Sunday, November 7, 2010

[headline censored] -- A brief break from my standard voice

If you read the editorial, you’ll get more information on the Leader’s recent brush with censorship. The editorial gives you a glimpse of the soul of the paper. If you were to take the newspaper out to a nice seafood dinner and flatter it with compliments, these are the opinions it would ramble about.
My column reflects solely my views.
Story by-lines reduce the writer to a line of black text, but a real person took those photographs, wrote those headlines, and reported on those lectures that were so boring that everyone else skipped out to watch Teen Mom in their dorm rooms.
When you see a member of the ed board bleary-eyed on Monday morning, it’s not because they were out partying all weekend, but because they stayed up until obscene hours laying out the latest paper. These are the most committed students I’ve ever met, and my time at Elmhurst has been defined by their friendship and encouragement.
Yes, we make mistakes. That’s what happened in a student-run paper. We try to report accurately and fairly, but sometimes we slip up. But in all my time on The Leader, we’ve always cleaned up after our mistakes. We’ll correct, rewrite, apologize, and learn from whatever messes we’ve created.
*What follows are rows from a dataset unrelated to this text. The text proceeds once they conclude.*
PR #869, opened 2023-08-05
Fix libffi

maxmosk:
In Debian (current version is 12) libffi6 is extrimaly old and was replaced by libffi8 (see https://packages.debian.org/en/source/bookworm/libffi). May be, better way is replace it by `libffi`, that included in each version of Debian distro.


hasufell:
Duplicate of https://github.com/haskell/ghcup-hs/issues/777

A more strategic fix is being implemented by @arjunkathuria

Issue #874, opened 2023-08-26
GHCup does not validate gpg sig if using a `file://` yaml url


hasufell:

hasufell:
Merged manually

PR #881, opened 2023-09-02
Validate gpg sig even if using file:// yaml url

hasufell:
Fixes https://github.com/haskell/ghcup-hs/issues/874


hasufell:
Merged manually

Issue #886, opened 2023-09-08
xattr failing due to unrecognized options (MacOS Ventura, M1)


amordahl:
Hi,

When trying to use GHCUp on MacOS 13.5.1, on an M1 Mac, I get the following error in my log:

```
[ Warn  ] [GHCup-00841] Process "xattr" with arguments ["-r", "-d", "com.apple.quarantine",
[ ...   ]                                 "/Users/austin/.ghcup/tmp/ghcup-859ec65efd29c2b7"] failed with exit code 64.
[ Info  ] Installing HLS
option -r not recognized

usage: xattr [-slz] file [file ...]
       xattr -p [-slz] attr_name file [file ...]
       xattr -w [-sz] attr_name attr_value file [file ...]
       xattr -d [-s] attr_name file [file ...]
       xattr -c [-s] file [file ...]

The first form lists the names of all xattrs on the given file(s).
The second form (-p) prints the value of the xattr attr_name.
The third form (-w) sets the value of the xattr attr_name to attr_value.
The fourth form (-d) deletes the xattr attr_name.
The fifth form (-c) deletes (clears) all xattrs.

options:
  -h: print this help
  -s: act on symbolic links themselves rather than their targets
  -l: print long format (attr_name: attr_value)
  -z: compress or decompress (if compressed) attribute value in zip format
```

I know that MacOS ships with alternative versions of common CLI utilities that often don't have the same command line options as their GNU counterparts; is this a similar situation? I can't find any resources on installing an alternative version of xattr online. Furthermore, is this going to negatively impact my installation, or is this warning safely ignorable? Thanks for any time spent helping me on this issue.

romac:
I ran into the same issue, and I suspect that GHCup uses whatever `xattr` is in `PATH`, in my case it was the one provided by Homebrew at `/opt/homebrew/bin/xattr`, which does not support the `-r` option.

Running the same command with `/usr/bin/xattr` worked for me.

Perhaps GHCup should explicitly invoke `/usr/bin/xattr` otherwise this will break for every Homebrew user.

Alternatively, we could push for Homebrew to add support for `-r` to their version of `xattr`.

PR #893, opened 2023-10-03
Use absolute path to `/usr/bin/xattr` instead of pulling whatever is in `PATH`

romac:
Closes: #886 

On macOS systems with the [xattr](https://pypi.org/project/xattr/) Python package installed, the latter will often take precedence over the system `xattr` at `/usr/bin/xattr`. The problem is that the Python version does not support the `-r` flag to act recursively over a directory.

This commit changes the invocation of `xattr` to use the absolute path to the system version of `xattr` at `/usr/bin/xattr`.

See a similar issue for `exiftool` [here](https://github.com/exiftool/exiftool/issues/122).

### DIFF
--- a/lib/GHCup/Utils.hs
+++ b/lib/GHCup/Utils.hs
@@ -1033,7 +1033,7 @@ applyPatches pdir ddir = do
 
   patches <- liftIO $ quilt `catchIO` (\e ->
     if isDoesNotExistError e || isPermissionError e then
-      lexicographical 
+      lexicographical
     else throwIO e)
   forM_ patches $ \patch' -> applyPatch patch' ddir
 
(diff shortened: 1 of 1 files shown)


hasufell:
Should we fall back to any PATH xattr if there is none in `/usr/bin`?

romac:
I am not sure it's even possible for it to not exist at `/usr/bin/xattr` given that `/usr/bin/` is protected by SIP and therefore read-only since macOS Mojave (10.14) at the very least. See these two articles for more info:

- https://eclecticlight.co/2019/08/29/macos-mojave-boot-volume-layout/
- https://eclecticlight.co/2020/01/23/catalina-boot-volumes/

hasufell:
Merged manually

PR #895, opened 2023-10-04
Update install.md: Debian 12 (bookworm) has libffi8, no libffi7

mfhepp:
In Debian 12 (bookworm), there is only libffi8, not libffi7

See https://packages.debian.org/search?suite=bookworm&keywords=libffi


hasufell:
The file you're editing is auto generated. 

See https://github.com/haskell/ghcup-metadata/blob/374a68e0746d65077d5e41bc8fe362b9b1a7a6d5/ghcup-0.0.7.yaml#L9

mfhepp:
So what would be the proper place to fix it? For Debian Bookwork, the resulting doc is simply incorrect ;-). Sorry - Haskell is pretty far from my core skills and work, just want to be helpful ...

hasufell:
> So what would be the proper place to fix it? 

The file I just linked above

PR #940, opened 2023-11-28
Update WASM install instructions

konsumlamm:
I tried to install the cross bindists for the JS and WASM backends on a GitHub action. Everything worked fine, except for `sh setup.sh`, which produced the following error:
```sh
setup.sh: 3: set: Illegal option -o pipefail
```
Changing the line to `./setup.sh` fixes the issue.


hasufell:
https://www.haskell.org/ghcup/guide/#ghc-wasm-cross-bindists-experimental

PR #976, opened 2024-01-13
Use STACK_XDG env to determine the stack root path

gxmas:
During installation, a hook script is copied to the hooks directory under _stack_'s root path.  The aim is to provide a better integration between _ghcup_ and _stack_.  

Currently, the installation script only considers the `STACK_ROOT` env variable to determine _stack_'s root path.  _Stack_, however, can also be configured to follow the XDG base directory specification by setting the `STACK_XDG` env, as explained [here](https://docs.haskellstack.org/en/stable/stack_root/).

For people using _stack_ with the XDG base directory specification, the hook script ends up being copied in the default _stack_'s root path, i.e. in `${HOME}/.stack`, resulting in a lack of integration between _ghcup_ and _stack_.

This change takes into account the `STACK_XDG` env to determine the proper _stack_ root path.

### DIFF
--- a/scripts/bootstrap/bootstrap-haskell
+++ b/scripts/bootstrap/bootstrap-haskell
@@ -738,6 +738,15 @@ ask_stack() {
 	unset stack_answer
 }
 
+find_stack_root() {
+    if [ -n "${STACK_ROOT}" ] ; then
+        echo "${STACK_ROOT}"
+    elif [ -n "${STACK_XDG}" ] ; then
+        echo "${XDG_DATA_HOME}/stack"
+    else
+        echo "${HOME}/.stack"
+    fi
+}
 
 find_shell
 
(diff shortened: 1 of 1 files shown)


scripts/bootstrap/bootstrap-haskell
```diff
@@ -738,6 +738,15 @@ ask_stack() {
 	unset stack_answer
 }
 
+find_stack_root() {
+    if [ -n "${STACK_ROOT}" ] ; then
+        echo "${STACK_ROOT}"
+    elif [ -n "${STACK_XDG}" ] ; then
+        echo "${XDG_DATA_HOME}/stack"
```
hasufell, line 745: `XDG_DATA_HOME` is not always set.

The XDG specification says to assume `$HOME/.local/share` if it is not set.

gxmas: Added `$HOME/.local/share` as a default value for `$XGD_DATA_HOME` if not set.

hasufell:
This has been deployed.

PR #977, opened 2024-01-16
Disable cabal XDG by default

hasufell:
https://github.com/haskell-actions/setup/issues/62


runeksvendsen:
Relevant comment: https://github.com/haskell-actions/setup/issues/62#issuecomment-1894035317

And it’s paid off. At Illinois College Press Association last year, we won second in state for our division, plus tons of other awards for individual writers and artists. Campus response to each issue shows how important The Leader is to Elmhurst—when the paper is just a few hours late, faculty and staff both wait impatiently for the new paper.
But even without the awards or the praise, The Leader has heart. And that heart comes from the writers and photographers and artists who commit to The Leader even though they have classes, social lives, and the occasional desire to sleep.
In the end, whether you study physics or history or literature or exercise science, your time at Elmhurst should be defined by one thing: passion. The Leader is our passion. We’re students, but we’re also reporters and artists and storytellers. When we’re threatened, that passion is what holds us together.
We’re always talking about “The Elmhurst Experience” and “what college ought to be,” but how many people have seriously considered either of those statements? Lately, I have. My Elmhurst Experience is about finding my voice and the confidence to use it. My college ought to be a place where I am never scared of self-expression. Until two weeks ago, Elmhurst never faltered on encouraging these precise things. And if I were to stay silent now, when every molecule in my body is telling me to speak up, I’d be self-censoring.